> **Records provided**

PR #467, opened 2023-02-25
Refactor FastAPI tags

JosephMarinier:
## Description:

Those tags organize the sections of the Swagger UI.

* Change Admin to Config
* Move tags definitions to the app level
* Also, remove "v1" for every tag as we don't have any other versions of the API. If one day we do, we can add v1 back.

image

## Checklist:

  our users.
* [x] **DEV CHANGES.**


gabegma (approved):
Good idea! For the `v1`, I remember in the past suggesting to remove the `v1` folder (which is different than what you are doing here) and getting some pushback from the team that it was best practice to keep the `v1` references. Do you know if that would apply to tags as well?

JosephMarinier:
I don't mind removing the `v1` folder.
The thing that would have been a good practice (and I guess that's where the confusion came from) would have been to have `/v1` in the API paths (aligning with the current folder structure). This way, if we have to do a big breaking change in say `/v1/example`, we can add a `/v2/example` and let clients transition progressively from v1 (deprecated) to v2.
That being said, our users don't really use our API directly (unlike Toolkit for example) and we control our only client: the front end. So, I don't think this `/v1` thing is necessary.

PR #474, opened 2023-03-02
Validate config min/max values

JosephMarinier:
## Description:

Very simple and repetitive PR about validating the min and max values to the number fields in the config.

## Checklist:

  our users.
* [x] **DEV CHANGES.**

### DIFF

> **Exercise requirements**
Every line in the listing above that mentions "opened" should be returned.

> **Output**
PR #467, opened 2023-02-25
PR #474, opened 2023-03-02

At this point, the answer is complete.